I’m noticing that love and death are two themes that prevail throughout the narrative presented in Mahoutsukai no Yome. Be it with Chise or anyone specific to a particular arc, character development seems to largely center around these themes.
In the case of Chise, love and death have been brought up to her quite a lot at this point but I think it’ll be a while until they fully resonate with her on a personal level. The two sorcerers, Renfred and Alice, reveal to Chise about the short life span of a Sleigh Beggy but this ultimately doesn’t elicit much concern from the Sleigh Beggy herself. Granted, Chise is prioritizing the blight above her own problem but when she does think about her impending death, she doesn’t seem too afraid about it. There’s been plenty of hints in past episodes that suggest that Chise might be suicidal and when she ponders about how much time she has left, she seems a bit too calm about it. Meanwhile, Chise sticks with Elias over being set “free” by the sorcerers but I doubt it’s because she’s in love with him. There’s definitely gratitude, loyalty, and attachment in this relationship but it has a long way to go in becoming romantic. And that’s saying something since Chise is supposedly engaged to Elias and these errands they’re on apparently serve as their honeymoon.
Meanwhile, the subplot surrounding Mina and Matthew fully embraces the concepts of love and death. What we have here is a young couple whose lives were cut short because their love for each other was taken advantage by a sorcerer. I had suspected that Matthew was the cat killer but his motive isn’t strictly speaking heartless.
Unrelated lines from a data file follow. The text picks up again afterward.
PR #297, opened 2017-11-11
Reworked single note widget

dan0xii:
The widget will now check to see if the note exists before trying to display it. Fixes #293.
* Moved opening of db from getViewAt.
* Fixed the widget's empty view.

PR #298, opened 2017-11-13
Widget cleanup

dan0xii:
General improvements to widget code

* Removed unused imports
* Improvements to accessibility and internationalisation
* Removed hard coded dimensions in layouts
* Set the note list widget's empty view to be displayed in the scenario when the user adds the widget to their home screen then proceeds to delete all notes from within the app.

If anything, the man committed such an atrocity because he loves Mina so much. We could discuss the morality of his actions all we want and I’m sure that there’s plenty of talk about it on the forums. If you ask me, I think Matthew got what he deserved even though it is sad that he meant well and the potion ended up killing Mina instead of curing her. What interests me a little more is the fact that this early in Mahoutsukai no Yome, we’re given an example about how love can be twisted into a powerfully sinister motive and how it can lead to death. That has me wondering what kind of stance this anime aims to take in regards to its themes. Is love going to be presented as something noble or something dangerous? Is it a force that keeps someone going or is it something to die for? It’s definitely something to think about.
Considering the themes, it’s awfully fitting that Chise is the one who purifies the blight. Her own personal affinity towards love and death aside, I get the impression that she values what those concepts mean to others. She hesitates to erase Mina and Matthew from existence because doing so would undermine what they had lived and died for. Even Molly’s offer of sacrificing herself for the ritual was a big no-no for Chise because she knows how much the king cares about her owner. Opting to instead let Mina and Matthew move onto the afterlife doesn’t come across as a cop-out (frankly, it seems like a pretty obvious alternative) but it’s completely in line with how Chise respects people’s own values on their lives and their love for others. Maybe, as Chise continues to fulfill tasks like this, she’ll develop more self-worth towards her own life and care more about the people in her life.